### PROVIDED INFORMATION
PR #304, opened 2019-06-05
[1583] Prevent publishing of courses with no published sites

timabell:
### Context

The code for preventing this currently lives in the sc-exporter:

### PROBLEM TO SOLVE
Could you give the data above again, exact in every line?

### SOLUTION TO THIS PROBLEM
PR #304, opened 2019-06-05
[1583] Prevent publishing of courses with no published sites

timabell:
### Context

The code for preventing this currently lives in the sc-exporter:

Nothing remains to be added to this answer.